The human acrocentric chromosomes, which contain a nucleolus organizer region (NOR) in their short arm, are often involved in numerical and structural anomalies. Trisomies of acrocentric chromosomes represent almost 40 % of all human lethal trisomies (Boue et al., 1975). In Down syndrome, the extra chromosome 21 originates in most cases as a result of nondis junction during the first meiotic division of the oocyte (Mattei et al., 1979).
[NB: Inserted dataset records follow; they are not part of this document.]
PR #180, opened 2017-04-20
fix(Button): Remove focus ring from transparent button

michaeltaranto:
A transparent button should have the same focus behaviour as our links, however they are currently displaying like this:
screen shot 2017-04-20 at 10 09 26 am

### DIFF
--- a/react/Button/Button.less
+++ b/react/Button/Button.less
@@ -86,6 +86,10 @@
     transform: none;
   });
 
+  .focusState({
+    box-shadow: none;
+  });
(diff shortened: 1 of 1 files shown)


markdalgleish:
We shouldn't be removing the focus ring entirely—we should be altering its appearance to surround the text rather than the entire container.

michaeltaranto:
@markdalgleish agreed, we went a different way and didnt end up needing this now. We'll revisit when time permits.

PR #182, opened 2017-04-27
fix(Autoprefixer): Update the Autoprefixer configuration

georgespyropoulos:
Now using the latest Seek supported browsers for adding CSS vendor prefixes.

The update of CSS loader has been made to fix a bug where using the `minimize` option with CSS loader (which invokes [CSS nano](http://cssnano.co/)) will strip vendor prefixes from your CSS as an optimisation by default.  The latest version of CSS loader fixes this by turning this behaviour off within CSS nano.  Here's the relevant PR:  https://github.com/webpack-contrib/css-loader/pull/361.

The incidence of the Robertsonian translocations, which are the most frequent form of chromosome rearrangement in man, is about 10/00 in the general population. In 90 % of Robertsonian translocations, nonhomologous acrocentrics are involved, the most frequently observed being the t(13;14) and t(14;21). These facts have led Hartung et al. (1979), Mirre et al. (1980) and Stahl et al. (1983) to investigate whether a structural arrangement exists at prophase I of human meiosis that might favor the failure of disjunction of acrocentrics and the formation of Robertsonian translocations. Using NOR-silver techniques and electron microscopy they showed that NORs belonging to several chromosomes are associated at pachytene within the fibrillar centre of the nucleolus. Mirre et al. (1980) observed the penetration into the fibrillar centre of chromatin fibers emanating from 1 to 3 bivalents and postulated that the ribosomal genes from 4 to 12 chromatids were temporarily juxtaposed inside the same nucleolar component.